[Saved entries]
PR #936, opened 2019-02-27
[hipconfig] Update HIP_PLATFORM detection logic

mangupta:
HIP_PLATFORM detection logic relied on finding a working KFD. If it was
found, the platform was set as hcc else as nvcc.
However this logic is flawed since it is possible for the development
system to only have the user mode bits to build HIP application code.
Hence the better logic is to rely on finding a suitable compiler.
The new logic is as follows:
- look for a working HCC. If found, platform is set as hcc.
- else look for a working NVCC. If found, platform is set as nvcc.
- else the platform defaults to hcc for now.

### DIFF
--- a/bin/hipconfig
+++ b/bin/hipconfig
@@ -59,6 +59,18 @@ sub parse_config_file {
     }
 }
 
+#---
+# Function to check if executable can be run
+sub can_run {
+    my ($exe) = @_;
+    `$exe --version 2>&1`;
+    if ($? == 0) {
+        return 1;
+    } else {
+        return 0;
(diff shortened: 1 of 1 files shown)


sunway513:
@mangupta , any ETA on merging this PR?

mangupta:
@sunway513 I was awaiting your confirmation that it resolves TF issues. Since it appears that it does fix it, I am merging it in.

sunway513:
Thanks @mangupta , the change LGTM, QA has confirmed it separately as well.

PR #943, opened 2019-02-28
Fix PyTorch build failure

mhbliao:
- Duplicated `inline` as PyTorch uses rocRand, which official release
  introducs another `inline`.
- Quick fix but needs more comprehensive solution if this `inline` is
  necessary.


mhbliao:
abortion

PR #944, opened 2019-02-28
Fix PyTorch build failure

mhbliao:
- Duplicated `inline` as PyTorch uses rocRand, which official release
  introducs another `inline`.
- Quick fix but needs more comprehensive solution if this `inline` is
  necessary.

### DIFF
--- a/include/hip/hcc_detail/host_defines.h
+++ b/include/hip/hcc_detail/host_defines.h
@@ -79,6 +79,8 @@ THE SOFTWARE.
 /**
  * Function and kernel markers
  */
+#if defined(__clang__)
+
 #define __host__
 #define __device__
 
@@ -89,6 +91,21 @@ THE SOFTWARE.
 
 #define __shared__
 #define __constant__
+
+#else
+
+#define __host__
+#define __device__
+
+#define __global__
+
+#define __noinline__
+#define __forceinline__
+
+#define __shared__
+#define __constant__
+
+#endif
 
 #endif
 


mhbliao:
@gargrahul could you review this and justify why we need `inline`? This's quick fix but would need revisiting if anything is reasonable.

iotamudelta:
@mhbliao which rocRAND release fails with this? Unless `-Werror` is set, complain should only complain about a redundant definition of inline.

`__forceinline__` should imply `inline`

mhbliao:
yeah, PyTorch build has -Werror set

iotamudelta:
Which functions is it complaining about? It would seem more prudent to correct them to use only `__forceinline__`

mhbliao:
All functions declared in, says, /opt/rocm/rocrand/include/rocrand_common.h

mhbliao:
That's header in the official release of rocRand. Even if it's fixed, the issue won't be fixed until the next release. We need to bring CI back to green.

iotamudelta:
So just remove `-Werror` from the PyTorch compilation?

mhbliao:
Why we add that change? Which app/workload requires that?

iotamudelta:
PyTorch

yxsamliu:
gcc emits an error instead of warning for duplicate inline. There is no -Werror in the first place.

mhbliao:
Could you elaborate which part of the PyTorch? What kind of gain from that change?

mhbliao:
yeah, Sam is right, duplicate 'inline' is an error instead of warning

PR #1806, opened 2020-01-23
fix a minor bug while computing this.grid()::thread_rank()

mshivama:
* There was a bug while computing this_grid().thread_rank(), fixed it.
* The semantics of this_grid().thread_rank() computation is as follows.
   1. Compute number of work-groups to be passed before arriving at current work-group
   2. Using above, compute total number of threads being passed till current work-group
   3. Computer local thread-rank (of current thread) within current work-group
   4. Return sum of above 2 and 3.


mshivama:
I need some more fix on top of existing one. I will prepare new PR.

...

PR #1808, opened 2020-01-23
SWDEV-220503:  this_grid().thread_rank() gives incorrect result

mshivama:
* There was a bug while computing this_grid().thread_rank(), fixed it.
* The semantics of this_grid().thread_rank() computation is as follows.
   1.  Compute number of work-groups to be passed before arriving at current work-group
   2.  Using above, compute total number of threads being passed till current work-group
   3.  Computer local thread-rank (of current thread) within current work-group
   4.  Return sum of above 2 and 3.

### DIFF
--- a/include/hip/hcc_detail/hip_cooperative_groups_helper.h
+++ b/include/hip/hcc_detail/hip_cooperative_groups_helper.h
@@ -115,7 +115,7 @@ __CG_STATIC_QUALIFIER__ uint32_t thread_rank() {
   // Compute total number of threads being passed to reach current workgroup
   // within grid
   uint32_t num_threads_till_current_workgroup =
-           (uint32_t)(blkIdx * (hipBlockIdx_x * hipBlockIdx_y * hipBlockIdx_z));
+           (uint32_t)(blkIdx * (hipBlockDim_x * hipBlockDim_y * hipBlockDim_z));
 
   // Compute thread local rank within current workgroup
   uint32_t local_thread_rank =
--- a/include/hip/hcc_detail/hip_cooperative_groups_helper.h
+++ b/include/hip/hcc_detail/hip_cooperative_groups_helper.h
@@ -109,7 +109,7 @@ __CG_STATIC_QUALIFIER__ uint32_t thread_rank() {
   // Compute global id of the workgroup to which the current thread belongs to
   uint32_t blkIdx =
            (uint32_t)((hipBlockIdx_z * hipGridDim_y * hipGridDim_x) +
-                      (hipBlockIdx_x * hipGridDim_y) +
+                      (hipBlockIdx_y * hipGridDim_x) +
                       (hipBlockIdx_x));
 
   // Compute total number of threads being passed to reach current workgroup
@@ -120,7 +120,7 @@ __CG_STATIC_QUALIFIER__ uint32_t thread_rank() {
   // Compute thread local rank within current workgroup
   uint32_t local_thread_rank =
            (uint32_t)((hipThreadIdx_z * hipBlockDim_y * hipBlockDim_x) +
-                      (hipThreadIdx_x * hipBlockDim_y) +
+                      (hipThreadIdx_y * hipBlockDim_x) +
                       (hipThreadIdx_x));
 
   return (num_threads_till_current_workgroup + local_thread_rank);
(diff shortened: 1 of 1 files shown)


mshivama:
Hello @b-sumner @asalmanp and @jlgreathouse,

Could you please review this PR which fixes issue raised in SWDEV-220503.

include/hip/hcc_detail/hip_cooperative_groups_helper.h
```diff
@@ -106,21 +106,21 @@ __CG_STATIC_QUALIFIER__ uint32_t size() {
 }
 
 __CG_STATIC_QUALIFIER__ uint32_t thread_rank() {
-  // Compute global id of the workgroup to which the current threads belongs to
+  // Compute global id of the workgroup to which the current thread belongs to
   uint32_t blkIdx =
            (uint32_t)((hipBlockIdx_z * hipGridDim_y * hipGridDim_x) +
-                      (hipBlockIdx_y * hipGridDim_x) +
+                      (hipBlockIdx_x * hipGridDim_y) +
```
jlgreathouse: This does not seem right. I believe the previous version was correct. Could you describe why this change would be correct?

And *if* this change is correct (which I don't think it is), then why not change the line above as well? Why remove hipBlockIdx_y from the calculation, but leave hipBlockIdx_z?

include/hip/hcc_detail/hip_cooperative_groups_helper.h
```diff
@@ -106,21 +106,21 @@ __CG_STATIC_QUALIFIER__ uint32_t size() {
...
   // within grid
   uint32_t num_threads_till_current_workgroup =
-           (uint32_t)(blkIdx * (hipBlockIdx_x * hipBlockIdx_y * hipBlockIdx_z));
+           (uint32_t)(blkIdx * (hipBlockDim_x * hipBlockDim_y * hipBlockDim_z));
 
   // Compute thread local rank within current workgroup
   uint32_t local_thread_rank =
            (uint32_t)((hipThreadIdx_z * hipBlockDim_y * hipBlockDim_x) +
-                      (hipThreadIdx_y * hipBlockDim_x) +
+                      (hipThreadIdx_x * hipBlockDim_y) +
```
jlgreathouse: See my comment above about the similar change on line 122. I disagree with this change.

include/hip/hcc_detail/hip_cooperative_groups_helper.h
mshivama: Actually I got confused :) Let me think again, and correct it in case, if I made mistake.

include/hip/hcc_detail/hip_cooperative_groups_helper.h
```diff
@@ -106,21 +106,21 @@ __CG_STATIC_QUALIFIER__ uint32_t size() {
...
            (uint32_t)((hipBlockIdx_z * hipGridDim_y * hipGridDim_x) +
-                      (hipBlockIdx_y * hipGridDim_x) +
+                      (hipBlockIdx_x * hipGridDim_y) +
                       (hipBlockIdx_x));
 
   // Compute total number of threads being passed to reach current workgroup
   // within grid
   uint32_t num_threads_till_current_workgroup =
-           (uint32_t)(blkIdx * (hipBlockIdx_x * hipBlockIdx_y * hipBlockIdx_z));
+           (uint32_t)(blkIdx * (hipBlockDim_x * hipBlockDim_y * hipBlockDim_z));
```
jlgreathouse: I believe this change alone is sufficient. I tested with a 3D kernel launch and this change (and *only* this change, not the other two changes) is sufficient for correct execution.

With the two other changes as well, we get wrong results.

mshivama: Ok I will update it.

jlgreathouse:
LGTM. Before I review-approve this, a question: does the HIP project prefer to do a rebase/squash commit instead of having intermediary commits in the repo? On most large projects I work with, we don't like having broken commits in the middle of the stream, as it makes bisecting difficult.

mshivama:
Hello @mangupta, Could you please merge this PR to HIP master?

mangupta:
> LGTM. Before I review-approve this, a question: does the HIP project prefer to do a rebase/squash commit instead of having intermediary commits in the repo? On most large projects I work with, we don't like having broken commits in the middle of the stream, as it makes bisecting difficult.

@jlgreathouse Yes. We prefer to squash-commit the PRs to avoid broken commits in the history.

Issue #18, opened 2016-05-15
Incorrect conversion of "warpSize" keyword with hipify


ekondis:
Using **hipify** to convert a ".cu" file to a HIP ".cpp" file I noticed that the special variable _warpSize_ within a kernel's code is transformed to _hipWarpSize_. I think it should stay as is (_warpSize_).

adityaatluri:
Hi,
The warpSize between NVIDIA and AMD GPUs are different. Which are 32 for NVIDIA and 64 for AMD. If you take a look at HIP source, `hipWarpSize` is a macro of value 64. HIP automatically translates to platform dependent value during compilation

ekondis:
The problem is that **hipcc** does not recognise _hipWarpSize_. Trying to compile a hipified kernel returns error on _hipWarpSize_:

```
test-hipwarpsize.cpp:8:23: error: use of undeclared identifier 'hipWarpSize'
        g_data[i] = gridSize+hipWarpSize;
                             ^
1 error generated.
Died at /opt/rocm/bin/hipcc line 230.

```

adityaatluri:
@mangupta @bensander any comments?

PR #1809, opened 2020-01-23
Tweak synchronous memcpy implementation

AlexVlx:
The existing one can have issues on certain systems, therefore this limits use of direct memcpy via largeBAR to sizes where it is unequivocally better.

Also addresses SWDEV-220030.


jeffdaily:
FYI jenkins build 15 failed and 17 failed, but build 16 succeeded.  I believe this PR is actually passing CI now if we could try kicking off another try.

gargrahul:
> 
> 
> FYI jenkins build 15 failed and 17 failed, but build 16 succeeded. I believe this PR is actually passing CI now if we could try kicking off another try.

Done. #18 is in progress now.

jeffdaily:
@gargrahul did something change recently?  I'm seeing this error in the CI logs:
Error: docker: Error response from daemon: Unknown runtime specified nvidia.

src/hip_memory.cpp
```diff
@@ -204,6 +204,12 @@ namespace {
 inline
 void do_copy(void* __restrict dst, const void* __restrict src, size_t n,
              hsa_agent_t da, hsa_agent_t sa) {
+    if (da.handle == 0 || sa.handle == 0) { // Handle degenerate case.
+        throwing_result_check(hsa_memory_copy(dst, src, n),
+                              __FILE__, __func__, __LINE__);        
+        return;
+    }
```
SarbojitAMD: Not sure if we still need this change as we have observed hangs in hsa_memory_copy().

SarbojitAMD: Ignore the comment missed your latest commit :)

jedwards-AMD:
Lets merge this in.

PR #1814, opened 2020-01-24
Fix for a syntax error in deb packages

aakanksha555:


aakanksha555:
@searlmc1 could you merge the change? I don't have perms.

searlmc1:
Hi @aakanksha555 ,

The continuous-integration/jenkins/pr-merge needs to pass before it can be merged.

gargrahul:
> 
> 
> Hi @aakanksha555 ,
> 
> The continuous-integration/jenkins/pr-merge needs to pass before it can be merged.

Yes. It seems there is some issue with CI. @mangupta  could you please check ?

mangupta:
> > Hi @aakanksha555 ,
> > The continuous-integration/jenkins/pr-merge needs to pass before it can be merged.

--

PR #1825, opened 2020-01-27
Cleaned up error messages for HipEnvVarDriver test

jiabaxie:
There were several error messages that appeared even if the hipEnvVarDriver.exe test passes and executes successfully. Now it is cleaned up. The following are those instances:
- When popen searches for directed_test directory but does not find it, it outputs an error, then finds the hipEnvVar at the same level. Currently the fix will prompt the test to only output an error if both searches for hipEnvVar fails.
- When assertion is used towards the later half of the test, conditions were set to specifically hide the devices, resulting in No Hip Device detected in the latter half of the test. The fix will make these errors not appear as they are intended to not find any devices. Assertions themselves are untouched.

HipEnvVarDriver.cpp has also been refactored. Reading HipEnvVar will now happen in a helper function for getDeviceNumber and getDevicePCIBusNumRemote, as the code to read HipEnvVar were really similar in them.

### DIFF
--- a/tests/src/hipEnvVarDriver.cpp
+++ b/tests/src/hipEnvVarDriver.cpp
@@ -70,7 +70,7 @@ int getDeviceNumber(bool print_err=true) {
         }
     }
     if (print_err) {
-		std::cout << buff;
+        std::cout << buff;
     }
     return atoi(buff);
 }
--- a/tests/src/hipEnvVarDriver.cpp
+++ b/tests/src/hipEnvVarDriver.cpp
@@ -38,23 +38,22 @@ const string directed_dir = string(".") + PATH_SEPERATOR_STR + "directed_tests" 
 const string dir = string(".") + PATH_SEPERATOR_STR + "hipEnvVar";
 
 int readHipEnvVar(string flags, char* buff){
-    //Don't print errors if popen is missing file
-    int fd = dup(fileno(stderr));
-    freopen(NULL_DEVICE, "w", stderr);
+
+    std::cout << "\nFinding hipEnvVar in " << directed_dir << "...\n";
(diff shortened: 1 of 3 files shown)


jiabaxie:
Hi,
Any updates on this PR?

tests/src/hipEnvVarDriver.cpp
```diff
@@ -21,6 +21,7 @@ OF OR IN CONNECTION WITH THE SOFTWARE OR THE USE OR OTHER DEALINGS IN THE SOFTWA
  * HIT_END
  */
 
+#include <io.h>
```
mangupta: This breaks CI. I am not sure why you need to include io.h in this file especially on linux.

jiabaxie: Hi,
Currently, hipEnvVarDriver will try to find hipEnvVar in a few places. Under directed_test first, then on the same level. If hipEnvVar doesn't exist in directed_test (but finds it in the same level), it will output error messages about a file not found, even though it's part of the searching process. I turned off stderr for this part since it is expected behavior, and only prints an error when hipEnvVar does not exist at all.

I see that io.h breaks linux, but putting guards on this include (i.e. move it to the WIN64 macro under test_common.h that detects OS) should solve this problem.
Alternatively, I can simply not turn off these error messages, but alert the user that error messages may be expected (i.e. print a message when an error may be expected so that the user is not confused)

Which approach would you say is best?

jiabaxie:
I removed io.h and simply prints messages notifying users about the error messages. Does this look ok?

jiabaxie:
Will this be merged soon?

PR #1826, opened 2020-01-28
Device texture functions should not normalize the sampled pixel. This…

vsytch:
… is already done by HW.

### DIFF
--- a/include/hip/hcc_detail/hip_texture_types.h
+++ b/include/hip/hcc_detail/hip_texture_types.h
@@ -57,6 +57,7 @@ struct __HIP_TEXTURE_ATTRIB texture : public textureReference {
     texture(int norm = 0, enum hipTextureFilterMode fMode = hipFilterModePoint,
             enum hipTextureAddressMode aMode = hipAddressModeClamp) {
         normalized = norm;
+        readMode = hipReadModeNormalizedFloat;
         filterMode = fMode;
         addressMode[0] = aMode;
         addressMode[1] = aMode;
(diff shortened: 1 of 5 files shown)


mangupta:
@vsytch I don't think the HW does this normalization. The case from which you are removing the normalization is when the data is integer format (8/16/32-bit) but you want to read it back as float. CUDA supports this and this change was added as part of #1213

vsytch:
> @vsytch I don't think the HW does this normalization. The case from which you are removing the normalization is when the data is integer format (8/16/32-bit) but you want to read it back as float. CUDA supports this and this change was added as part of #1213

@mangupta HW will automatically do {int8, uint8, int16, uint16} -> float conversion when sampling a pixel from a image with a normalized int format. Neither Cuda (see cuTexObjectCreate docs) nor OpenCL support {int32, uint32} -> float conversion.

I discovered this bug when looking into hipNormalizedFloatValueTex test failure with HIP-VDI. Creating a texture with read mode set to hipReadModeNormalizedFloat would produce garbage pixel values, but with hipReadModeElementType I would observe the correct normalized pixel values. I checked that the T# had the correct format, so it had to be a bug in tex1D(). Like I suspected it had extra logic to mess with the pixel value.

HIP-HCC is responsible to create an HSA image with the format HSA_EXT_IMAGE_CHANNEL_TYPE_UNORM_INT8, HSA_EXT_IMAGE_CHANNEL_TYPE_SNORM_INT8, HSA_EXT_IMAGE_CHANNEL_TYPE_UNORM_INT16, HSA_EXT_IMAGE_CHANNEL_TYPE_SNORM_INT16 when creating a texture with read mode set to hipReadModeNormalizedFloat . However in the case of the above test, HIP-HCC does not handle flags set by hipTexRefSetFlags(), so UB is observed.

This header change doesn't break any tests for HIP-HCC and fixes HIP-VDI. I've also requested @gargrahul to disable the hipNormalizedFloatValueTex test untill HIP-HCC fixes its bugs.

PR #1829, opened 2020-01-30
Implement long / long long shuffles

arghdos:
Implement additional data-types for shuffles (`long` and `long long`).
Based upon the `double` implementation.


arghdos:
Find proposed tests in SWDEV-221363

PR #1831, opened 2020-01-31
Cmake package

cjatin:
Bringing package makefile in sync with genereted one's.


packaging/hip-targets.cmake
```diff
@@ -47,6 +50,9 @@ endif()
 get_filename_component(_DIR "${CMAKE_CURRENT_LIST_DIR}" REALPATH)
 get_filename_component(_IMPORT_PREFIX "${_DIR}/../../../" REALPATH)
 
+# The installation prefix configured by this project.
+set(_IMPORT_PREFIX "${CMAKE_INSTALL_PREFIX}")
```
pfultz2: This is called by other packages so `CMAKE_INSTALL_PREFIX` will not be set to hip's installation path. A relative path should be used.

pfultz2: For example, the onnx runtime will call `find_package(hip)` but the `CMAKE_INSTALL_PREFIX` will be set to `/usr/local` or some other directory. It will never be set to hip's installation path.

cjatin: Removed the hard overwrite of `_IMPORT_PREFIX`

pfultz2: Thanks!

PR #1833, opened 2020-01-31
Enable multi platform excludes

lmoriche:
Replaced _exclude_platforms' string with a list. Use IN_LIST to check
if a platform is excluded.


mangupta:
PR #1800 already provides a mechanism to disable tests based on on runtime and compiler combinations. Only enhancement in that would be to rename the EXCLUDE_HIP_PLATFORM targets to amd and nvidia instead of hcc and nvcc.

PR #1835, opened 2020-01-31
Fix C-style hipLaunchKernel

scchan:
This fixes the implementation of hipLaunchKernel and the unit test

→ **WHAT IS EXPECTED**
If a line of the entries contains "breaks", it counts; give the total of such lines and nothing more.

→ **ANSWER SECTION**
2